5.  **Incorporating Additional Data Sources:**
    * **Action:** If feasible, integrate richer data sources into the analysis, such as:
        * Detailed transaction data (specific products purchased, basket size, purchase frequency per product category).
        * Website clickstream data (pages visited, time spent, paths taken).
        * Customer service interaction logs.
        * Social media data (if ethically sourced and relevant).
    * **Benefit:** Create even more detailed and behaviorally rich customer profiles.

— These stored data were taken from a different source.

PR #86, opened 2026-04-27
feat: regex match operators (=~ / !~) and tag() function

### LINKED ISSUE #79: Regex match operators (=~, !~) in value expressions
## Description

Support `=~` (regex match) and `!~` (regex not-match) as comparison operators in `value_expr` / `bool_expr`.

Tag validation and account assertions require regex matching:
```
tag Statement
    assert value =~ /[^\/].+/

define incomeChecker(amt) = tag("Entity") !~ /^\s*$/ and ...
```

## Required

- New cmp_op variants: `=~`, `!~`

6.  **Operationalizing and Monitoring Segments:**
    * **Action:** Implement a system to tag customers with their segment label in the company's CRM or marketing automation platform. Establish KPIs to monitor the size, spending patterns, and engagement of each segment over time.
    * **Benefit:** Enables ongoing targeted marketing and allows for tracking segment evolution and the effectiveness of strategies. Re-run the segmentation periodically (e.g., annually or semi-annually) to ensure its continued relevance.

7.  **Analyzing Customer Journey and Segment Migration:**
    * **Action:** Over time, track if and how customers move between segments.
    * **Benefit:** Understand drivers of segment migration and develop strategies to encourage movement towards more valuable segments or prevent churn from key segments.

By addressing these limitations and pursuing relevant future work, the company can continuously refine its understanding of its customers and enhance its ability to engage with them effectively.